The Tropical Rainfall Measuring Mission (TRMM) is a joint U.S.-Japan satellite mission to monitor tropical and subtropical precipitation and to estimate its associated latent heating.Motivations include:
- The tropics play an important role in the global hydrological cycle, and tropical rainfall is the critical component of this role. Three-fourth of the atmosphere's heat energy derives from the release of latent heat of condensation in the process of precipitation.Two-thirds of the global precipitation occurs in the tropics.
- The variability of tropical rainfall affects the lives and economics of more than half of the world's population.
- The large spatial and temporal variability of rainfall systems poses a major challenge to estimating global rainfall.
What Are The TRMM Science Objectives?
- To obtain and study multi-year science data sets of tropical and subtropical rainfall measurements.
- To understand how interactions between the ocean, air, and land masses produce changes in global rainfall and climate.
- To improve modelling of tropical rainfall processes and their influence on global circulation in order to predict rainfall and its variability at various space and time scales.

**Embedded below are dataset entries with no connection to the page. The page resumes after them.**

PR #6537, opened 2024-03-24
feat: Improve keyboard interactions in searchbox

Baccega:
## Description

This PR is improving the UX of the searchbox by adding interactivity with the up/down arrows and enter keys, to mimic the behaviour of similar searchboxes.
While developing the feature I've also found a bug in the `useKeyboardCommands` (the eventListener wasn't properly cleaned) that was causing issues to my addition.

## Validation

I've validated it locally by setting some random search results from prod into the react state, a video of the feature in action is available [here](https://www.loom.com/share/d21720da085443419512fa5101253739)

### Check List


components/Common/Search/utils.ts
```diff
@@ -1,7 +1,18 @@
+import type { Result } from '@orama/orama';
```
AugustinMauroy: IMHO this should be put on `util/search`.

components/Common/Search/States/WithSearchBox.tsx
```diff
@@ -16,7 +16,8 @@ import { WithError } from '@/components/Common/Search/States/WithError';
 import { WithNoResults } from '@/components/Common/Search/States/WithNoResults';
```
AugustinMauroy, line 14: please remove `console.log()`

AugustinMauroy (commented):
Cool improvement

components/Common/Search/utils.ts
Baccega: Moved it

components/Common/Search/States/WithSearchBox.tsx
Baccega: Removed (Whoops)

Baccega:
While implementing the feedbacks I've improved the feature a little bit further by bounding the selection (no overflowing now) and adding a scrollIntoView effect

AugustinMauroy (approved):
LGTM ! Super cool first contribution 🎉

components/Common/Search/States/WithSearchBox.tsx
```diff
@@ -78,15 +80,55 @@ export const WithSearchBox: FC<SearchBoxProps> = ({ onClose }) => {
     [searchTerm, selectedFacet]
   );
 
+  useKeyboardCommands(cmd => {
+    if (!searchResults) return;
+
+    switch (cmd) {
+      case 'down':
+        setSelectedResult(prev =>
+          Math.min(
```
ovflowd: Sorry, this logic is convoluted as hell and not needed at all.

ovflowd (changes requested):
We shouldn't use JavaScript to achieve this. This can easily be done with pure HTML and the proper aria-* tags (and other attributes such as tabindex, role, etc)

I appreciate the invested time in this, but unfortunately we shouldn't try to solve accessibility with JavaScript.

Baccega:
> We shouldn't use JavaScript to achieve this. This can easily be done with pure HTML and the proper aria-* tags (and other attributes such as tabindex, role, etc)
> 
> I appreciate the invested time in this, but unfortunately we shouldn't try to solve accessibility with JavaScript.

Do you mean that we shouldn't have this behaviour at all? [MDN Web Docs](https://developer.mozilla.org/en-US/) has this feature (With all the proper accessibility tags) and it does not work without js

In that case I can revert the feature and just leave the fix of the `useKeyboardCommands` hook, otherwise I can imitate the MDN searchbox accessibility features (with aria-selected, role and aria-activedescendant)

ovflowd:
> > We shouldn't use JavaScript to achieve this. This can easily be done with pure HTML and the proper aria-* tags (and other attributes such as tabindex, role, etc)
> 
> > 
> 
> > I appreciate the invested time in this, but unfortunately we shouldn't try to solve accessibility with JavaScript.
> 
> 
> 
> Do you mean that we shouldn't have this behaviour at all? [MDN Web Docs](https://developer.mozilla.org/en-US/) has this feature (With all the proper accessibility tags) and it does not work without js
> 
> 
> 
> In that case I can revert the feature and just leave the fix of the `useKeyboardCommands` hook, otherwise I can imitate the MDN searchbox accessibility features (with aria-selected, role and aria-activedescendant)

Interesting. My understanding is that navigation via tab key is sufficient for the a11y standard.

That's because, to my understanding, there's no sense of what is left and right, up and down.

I believe if we make navigation through tab keys work (which is possible with plain html) we could content with that.

Navigation with arrow keys indeed requires JavaScript, but I wonder if we should even address that. If that is indeed the goal, I still believe the proposed patch can be simplified and no Math calculations are needed.

You can do it with a simple state that stores the current index (default 0)

And have an if statement (if the next index < length of results) then update the state, otherwise do nothing.

Baccega:
> > > We shouldn't use JavaScript to achieve this. This can easily be done with pure HTML and the proper aria-* tags (and other attributes such as tabindex, role, etc)
> > 
> > 
> > > 
> > 
> > 
> > > I appreciate the invested time in this, but unfortunately we shouldn't try to solve accessibility with JavaScript.
> > 
> > 
> > Do you mean that we shouldn't have this behaviour at all? [MDN Web Docs](https://developer.mozilla.org/en-US/) has this feature (With all the proper accessibility tags) and it does not work without js
> > In that case I can revert the feature and just leave the fix of the `useKeyboardCommands` hook, otherwise I can imitate the MDN searchbox accessibility features (with aria-selected, role and aria-activedescendant)
> 
> Interesting. My understanding is that navigation via tab key is sufficient for the a11y standard.
> 
> That's because, to my understanding, there's no sense of what is left and right, up and down.
> 
> I believe if we make navigation through tab keys work (which is possible with plain html) we could content with that.
> 
> Navigation with arrow keys indeed requires JavaScript, but I wonder if we should even address that. If that is indeed the goal, I still believe the proposed patch can be simplified and no Math calculations are needed.
> 
> You can do it with a simple state that stores the current index (default 0)
> 
> And have an if statement (if the next index < length of results) then update the state, otherwise do nothing.

I've updated the PR with the simplified logic you suggested and imitated the searchbox behaviour of MDN (which I found out that implements the [combobox pattern](https://www.w3.org/WAI/ARIA/apg/patterns/combobox/)) 👍🏻

ovflowd:
> > > > We shouldn't use JavaScript to achieve this. This can easily be done with pure HTML and the proper aria-* tags (and other attributes such as tabindex, role, etc)
> > > 
> > > 
> > > > 
> > > 
> > > 
> > > > I appreciate the invested time in this, but unfortunately we shouldn't try to solve accessibility with JavaScript.
> > > 
> > > 
> > > Do you mean that we shouldn't have this behaviour at all? [MDN Web Docs](https://developer.mozilla.org/en-US/) has this feature (With all the proper accessibility tags) and it does not work without js
> > > In that case I can revert the feature and just leave the fix of the `useKeyboardCommands` hook, otherwise I can imitate the MDN searchbox accessibility features (with aria-selected, role and aria-activedescendant)
> > 
> > 
> > Interesting. My understanding is that navigation via tab key is sufficient for the a11y standard.
> > That's because, to my understanding, there's no sense of what is left and right, up and down.
> > I believe if we make navigation through tab keys work (which is possible with plain html) we could content with that.
> > Navigation with arrow keys indeed requires JavaScript, but I wonder if we should even address that. If that is indeed the goal, I still believe the proposed patch can be simplified and no Math calculations are needed.
> > You can do it with a simple state that stores the current index (default 0)
> > And have an if statement (if the next index < length of results) then update the state, otherwise do nothing.
> 
> I've updated the PR with the simplified logic you suggested and imitated the searchbox behaviour of MDN (which I found out that implements the [combobox pattern](https://www.w3.org/WAI/ARIA/apg/patterns/combobox/)) 👍🏻

Appreciate it! Reviewing now 👀

components/Common/Search/States/WithSearchBox.tsx
```diff
@@ -78,15 +80,55 @@ export const WithSearchBox: FC<SearchBoxProps> = ({ onClose }) => {
     [searchTerm, selectedFacet]
   );
 
+  useKeyboardCommands(cmd => {
+    if (searchError || !searchResults || searchResults.count <= 0) return;
+
+    switch (true) {
+      case cmd === 'down' && selectedResult == null:
```
ovflowd: I've never seen boolean algebra done this way with a switch statement. Kinda odd, but neat,

components/Common/Search/States/WithSearchBox.tsx
```diff
@@ -78,15 +80,55 @@ export const WithSearchBox: FC<SearchBoxProps> = ({ onClose }) => {
...
+
   const reset = () => {
     setSearchTerm('');
     setSearchResults(null);
+    setSelectedResult(null);
     setSelectedFacet(0);
   };
 
+  const handleEnter = () => {
+    if (selectedResult == null || (searchResults && searchResults?.count <= 0))
```
ovflowd: On this project we always use `{}` for if statements. could you add the missing brackets? :) (to all the if statements below?)

components/Common/Search/States/WithSearchBox.tsx
```diff
@@ -78,15 +80,55 @@ export const WithSearchBox: FC<SearchBoxProps> = ({ onClose }) => {
...
+      return;
+    const selectedHit = searchResults?.hits[selectedResult ?? 0];
+    if (!selectedHit) return;
+
+    router.push(searchHitToLinkPath(selectedHit));
+    reset();
```
ovflowd: Shouldn't the searchbox be reset/closed before the route change?

Also, could you add the "reset" to be part directly of the onClose? Makes sense IMO for search results to always reset during onClose

components/Common/Search/States/WithSearchBox.tsx
```diff
@@ -131,6 +173,21 @@ export const WithSearchBox: FC<SearchBoxProps> = ({ onClose }) => {
             <form onSubmit={onSubmit}>
               <input
                 ref={searchInputRef}
+                aria-activedescendant={
```
ovflowd, line 179: Nice!

util/search.ts
ovflowd, line 1: Rename the file to `searchUtils`

components/Common/Search/States/WithSearchBox.tsx
```diff
@@ -156,7 +213,11 @@ export const WithSearchBox: FC<SearchBoxProps> = ({ onClose }) => {
             ))}
           </div>
 
-          <div className={styles.fulltextResultsContainer}>
+          <div
+            id={`fulltext-results-container`}
```
ovflowd:
```suggestion
            id="fulltext-results-container"
```

components/Common/Search/States/WithSearchResult.tsx
```diff
@@ -1,32 +1,43 @@
...
 export const WithSearchResult: FC<SearchResultProps> = props => {
-  const isAPIResult = props.hit.document.siteSection.toLowerCase() === 'docs';
-  const basePath = isAPIResult ? BASE_URL : '';
-  const path = `${basePath}/${props.hit.document.path}`;
+  const divRef = useRef<HTMLDivElement>(null);
+  const path = searchHitToLinkPath(props.hit);
+
+  useEffect(() => {
+    if (props.selected && divRef.current) {
+      divRef.current?.scrollIntoView({ block: 'center' });
```
ovflowd:
```suggestion
      divRef.current.scrollIntoView({ block: 'center' });
```

You're already checking if `divRef.current` is defined on the if statement

hooks/react-client/useKeyboardCommands.ts
```diff
@@ -27,9 +27,11 @@ const useKeyboardCommands = (fn: KeyboardCommandCallback) => {
           fn('up');
           break;
       }
-    });
+    }
 
-    return () => document.removeEventListener('keydown', () => {});
+    document.addEventListener('keydown', handleKeyDown);
+
+    return () => document.removeEventListener('keydown', handleKeyDown);
```
ovflowd, line 34: Nice cleanup! That removeEventListener was doing nothing. Not sure how this got passed on code reviews 🤦 

But instead of using regular functions. Could you use an arrow function?

hooks/react-client/useKeyboardCommands.ts
```diff
@@ -6,7 +6,7 @@ type KeyboardCommandCallback = (key: KeyboardCommand) => void;
 
 const useKeyboardCommands = (fn: KeyboardCommandCallback) => {
   useEffect(() => {
-    document.addEventListener('keydown', event => {
+    function handleKeyDown(event: KeyboardEvent) {
```
ovflowd:
```suggestion
    const handleKeyDown = (event: KeyboardEvent) => {
```

ovflowd (commented):
Really good stuff! This is a tenfold enhancement to what we have at the moment!

components/Common/Search/States/WithSearchBox.tsx
```diff
@@ -78,15 +80,55 @@ export const WithSearchBox: FC<SearchBoxProps> = ({ onClose }) => {
     [searchTerm, selectedFacet]
   );
 
+  useKeyboardCommands(cmd => {
+    if (searchError || !searchResults || searchResults.count <= 0) return;
```
ovflowd: Also brackets here

components/Common/Search/States/WithSearchBox.tsx
```diff
@@ -31,6 +32,7 @@ type SearchBoxProps = { onClose: () => void };
 export const WithSearchBox: FC<SearchBoxProps> = ({ onClose }) => {
   const [searchTerm, setSearchTerm] = useState('');
   const [searchResults, setSearchResults] = useState<SearchResults>(null);
+  const [selectedResult, setSelectedResult] = useState<Nullable<number>>();
```
ovflowd: This doesn't need to be a nullable, if you set "null" as the default value. TypeScript will automatically infer that. At the moment this type is "null | undefined | number" if you do `useState<number>(null)` it'll be automatically `null | number`

Baccega: I tried to implement the simplification but the inferred type is actually just `number` for some reason (and it complains that I'm setting `null` as the initial value) 🤷🏻 :

image

But if I set it to `usestate<number>()` the resulting inference is similar to what you described, but with `number | undefined` as the resulting type:

image
 
I've now set it to `number | null` explicitly to shrink the type so that `undefined` is not a valid value for the state 👍🏻

components/Common/Search/States/WithSearchBox.tsx
Baccega: Added the missing brackets 👍🏻

components/Common/Search/States/WithSearchBox.tsx
Baccega: Added the missing brackets 👍🏻

components/Common/Search/States/WithSearchBox.tsx
Baccega: Yeah, it now uses a single `handleClose` function

components/Common/Search/States/WithSearchBox.tsx
Baccega: Changed it

components/Common/Search/States/WithSearchResult.tsx
Baccega: True, changed it

hooks/react-client/useKeyboardCommands.ts
Baccega: Changed it

hooks/react-client/useKeyboardCommands.ts
Baccega: Yeah, It was causing problems for my new keybindings 😄 Now it's using an arrow function

util/search.ts
Baccega: Renamed it

aymen94 (approved):

components/Common/Search/States/WithSearchBox.tsx
ovflowd: Does it need to be null? Just out of curiosity... Why not undefined?

Baccega: No reason actually, changed it to `number|undefined` 👍🏻

components/Common/Search/States/WithSearchBox.tsx
```diff
@@ -78,16 +89,57 @@ export const WithSearchBox: FC<SearchBoxProps> = ({ onClose }) => {
...
+        handleEnter();
+        break;
+      default:
+    }
+  });
+
+  const handleEnter = () => {
+    if (
+      selectedResult === undefined ||
+      (searchResults && searchResults?.count <= 0)
```
ovflowd:
```suggestion
      (searchResults?.count <= 0)
```

components/Common/Search/States/WithSearchBox.tsx
```diff
@@ -78,16 +89,57 @@ export const WithSearchBox: FC<SearchBoxProps> = ({ onClose }) => {
...
+    ) {
+      return;
+    }
+    const selectedHit = searchResults?.hits[selectedResult ?? 0];
```
ovflowd:
```suggestion
    const selectedHit = searchResults.hits[selectedResult];
```

You are already checking for undefined on the other if statement

components/Common/Search/States/WithSearchBox.tsx
```diff
@@ -78,16 +89,57 @@ export const WithSearchBox: FC<SearchBoxProps> = ({ onClose }) => {
...
+    if (!selectedHit) {
```
ovflowd, line 123: This should never happen, this if statement is unnecessary

components/Common/Search/States/WithSearchBox.tsx
```diff
@@ -78,16 +89,57 @@ export const WithSearchBox: FC<SearchBoxProps> = ({ onClose }) => {
...
+      return;
+    }
+
+    router.push(searchHitToLinkPath(selectedHit));
+    handleClose();
```
ovflowd, line 127: handleClose should happen probably before the router push

components/Common/Search/States/WithSearchBox.tsx
```diff
@@ -78,16 +89,57 @@ export const WithSearchBox: FC<SearchBoxProps> = ({ onClose }) => {
...
   };
 
   const onSubmit = (e: React.FormEvent<HTMLFormElement>) => {
     e.preventDefault();
+
+    // Prevent searching if a result is selected
```
ovflowd: In which situation could happen that a result is selected and that you hit enter on the input? Seems pretty impossible no?

components/Common/Search/States/WithSearchBox.tsx
```diff
@@ -131,6 +183,21 @@ export const WithSearchBox: FC<SearchBoxProps> = ({ onClose }) => {
             <form onSubmit={onSubmit}>
               <input
                 ref={searchInputRef}
+                aria-activedescendant={
+                  selectedResult != undefined
```
ovflowd:
```suggestion
                  selectedResult !== undefined
```

components/Common/Search/States/WithSearchBox.tsx
```diff
@@ -131,6 +183,21 @@ export const WithSearchBox: FC<SearchBoxProps> = ({ onClose }) => {
...
+                    ? `search-hit-${selectedResult}`
+                    : undefined
+                }
+                aria-autocomplete="list"
+                aria-controls="fulltext-results-container"
+                aria-expanded={
```
ovflowd:
```tsx
aria-expanded={Boolean(
  !searchError &&
  searchTerm &&
  searchResults && 
  searchResults.count
)}
```

components/Common/Search/States/WithSearchBox.tsx
Baccega: Unfortunately we need the null check, otherwise typescript complains, but I've removed the optional chaining since it's unnecessary with the null check

image

components/Common/Search/States/WithSearchBox.tsx
Baccega: True, changed

components/Common/Search/States/WithSearchBox.tsx
Baccega: True, removed

components/Common/Search/States/WithSearchBox.tsx
Baccega: Yeah, this sounds like a safer flow, implemented

components/Common/Search/States/WithSearchBox.tsx
Baccega: Changed it.

This is just to ensure the output right? 🤔

components/Common/Search/States/WithSearchBox.tsx
Baccega: Changed it

components/Common/Search/States/WithSearchBox.tsx
Baccega: Yeah, I've just tested it to make sure of it, after selecting a result this submit does not fire, removed it

canerakdas:
I saw this PR a little late. First of all, I apologize for my late comment 🙈 In my opinion, we should not bother with implementing such accessibility features manually, if there is a component for this in Radix primitives, let's use it. As an alternative, I know that [`cmdk`](https://cmdk.paco.me/) provides an accessible, unstyled command menu.

Why am I a fan of doing it externally?

   - Accessibility features work in harmony with each other, a feature we add manually may conflict with another feature we use.
   - Ensuring accessibility may seem easy at first, but implementing it exactly according to standards is much more difficult than it seems. (For example, the modal created here)
   - I think we should consider a general solution instead of providing accessibility only to a certain group. IMO correcting this situation manually will complicate possible accessibility changes to be made in the future. When I first looked, there were also these accessibility problems here;
     - Modal focus is not trapped
     - Facets not being controllable with arrow keys

We can use Radix's [primitive dialog](https://www.radix-ui.com/primitives/docs/components/dialog) and [tabs](https://www.radix-ui.com/primitives/docs/components/tabs)(for facets), but I'm not sure if there is a primitive component to provide this combobox pattern on the Radix side 🤔

ovflowd:
Hey, @Baccega, would you be willing to attempt to implement the suggestions @canerakdas mentioned? If not, we can merge this as it is (if @canerakdas is fine) and iterate to achieve what he mentioned.

Your contribution and time spent on this so far are sincerely appreciated!

canerakdas (approved):
LGTM is a great first PR and I learned something new from the comments here. (Any PR that takes us further from where we are looks good to me 🚀 🐢)

Baccega:
Using the tabs from our components it would look like this:
image

But there are a couple of things concerning me before going forward with this:
1. The [figma design](https://www.figma.com/file/pu1vZPqNIM7BePd6W8APA5/Node.js?type=design&node-id=464-8657&mode=design&t=Q6CzQE0kLeZRyGSG-4) looks different from the current implementation, so I'm not sure if I should work to keep the current tab style or if I can use the tab default style from our component (that IMO would be more in line with the rest of the app, but maybe you have access/knowledge of more wireframes, so I wanted to ask)
2.  We are currently not using tabs conventionally in this component because we don't really have "tabs", they feel like it, but in reality the component is fetching and rendering results in the same spot (there is no show-hide logic), and I don't know if this is a issue accessibility-wise 🤔

canerakdas:
> 1. The [figma design](https://www.figma.com/file/pu1vZPqNIM7BePd6W8APA5/Node.js?type=design&node-id=464-8657&mode=design&t=Q6CzQE0kLeZRyGSG-4) looks different from the current implementation, so I'm not sure if I should work to keep the current tab style or if I can use the tab default style from our component (that IMO would be more in line with the rest of the app, but maybe you have access/knowledge of more wireframes, so I wanted to ask)

I think it looks better, I am a fan of using components included in the design system whenever possible.
In this area, we can use the already existing `Button` component and Radix primitive Tabs or the existing `Tabs` component as you shared as an example.

In my opinion, both methods would be better than a component that is not available in the current design system. (Of course, these are my opinions, it is valuable for the team to comment, cc @nodejs/nodejs-website)

> 2. We are currently not using tabs conventionally in this component because we don't really have "tabs", they feel like it, but in reality the component is fetching and rendering results in the same spot (there is no show-hide logic), and I don't know if this is a issue accessibility-wise 🤔

Good point, as far as [I've read](https://www.w3.org/WAI/ARIA/apg/practices/keyboard-interface/#kbd_selection_follows_focus), it would be better to pass it manually with the "Enter" key instead of automatically focusing it

It seems like we can make this adjustment with the `activationMode` prop in the Root element of [Radix primitive Tabs](https://www.radix-ui.com/primitives/docs/components/tabs)

Baccega:
I've updated the PR to use the tabs component for the facets 👍🏻 
I feel that introducing cmdk in this PR is a bit out of scope, as it would require a total overall of the searchbox.

ovflowd:
Going to review this once Ive recovered from my surgery 👀

components/Common/Search/States/WithSearchBox.tsx
```diff
@@ -78,19 +89,53 @@ export const WithSearchBox: FC<SearchBoxProps> = ({ onClose }) => {
...
+        setSelectedResult(selectedResult - 1);
+        break;
+      case cmd === 'enter':
+        handleEnter();
+        break;
+      default:
+    }
+  });
+
+  const handleEnter = () => {
```
ovflowd, line 116:
```tsx
if (!searchResults) {
  return;
}

const selectedHit = searchResults.hits[selectedResult];

if (!selectedHit) {
  return;
}

handleClose();
router.push(searchHitToLinkPath(selectedHit));
```

This seems cleaner to me 👀

ovflowd (approved):
Besides my final comment, LGTM! Awesome stuff. Thank you so much for bearing with us and doing all these changes ❤️ 

If there's only two changes I could ask for is:

- Override the Tabs styles to look like the previous styles 
  image
- When there's no search query, show all results from the selected tab (or at least follow the logic of showing the fist X results)

I think that'd be great probably?

components/Common/Search/States/WithSearchBox.tsx
Baccega: True, changed 👍🏻

Baccega:
> Besides my final comment, LGTM! Awesome stuff. Thank you so much for bearing with us and doing all these changes ❤️

Happy to contribute 😄 

> 
> If there's only two changes I could ask for is:
> 
> * Override the Tabs styles to look like the previous styles
>   image

I've now update the tabs to include a "secondaryLabel" option, similar to the previous style

Screenshot 2024-04-10 at 13 52 19

Screenshot 2024-04-10 at 13 52 27

> * When there's no search query, show all results from the selected tab (or at least follow the logic of showing the fist X results)

I've removed the empty ("Search something...") state, but I'm not sure if the results will actually show on production because they depend on how the search with an empty term will behave (locally I've use mock data to develop the feature).
Do you have any suggestion/do you know if the search returns something with an empty search term?

> 
> I think that'd be great probably?

ovflowd:
> I've removed the empty ("Search something...") state, but I'm not sure if the results will actually show on production because they depend on how the search with an empty term will behave (locally I've use mock data to develop the feature).
Do you have any suggestion/do you know if the search returns something with an empty search term?

@micheleriva is there a way folks can have a test database locally? 🤔

ovflowd:
I also guess you can always wait for the Vercel deployment to test things out :pokerface:

micheleriva:
@ovflowd you can set the environment variables for local development!

ovflowd:
> @ovflowd you can set the environment variables for local development!

That is not the issue. I don't want to share our api keys publicly. Is there a way folks can test things locally without using our keys?

micheleriva:
@ovflowd I understand, but keep in mind that `ORAMA_CLOUD_ENDPOINT` and `ORAMA_CLOUD_API_KEY` are commit-safe and can be shared publicly. These are the **only** two variables you could share.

- To test, evaluate, and improve satellite rainfall measurement techniques.
Tropical Rainfall Data at the Goddard DAAC
The Tropical Rainfall Measuring Mission (TRMM) satellite was launched on November 27, 1997 (EST). Data from TRMM are archived and distributed by the Goddard DAAC and can be accessed from the DAAC's TRMM Data Search and Order Web Interface.
What Instruments Are Carried By The TRMM Satellite?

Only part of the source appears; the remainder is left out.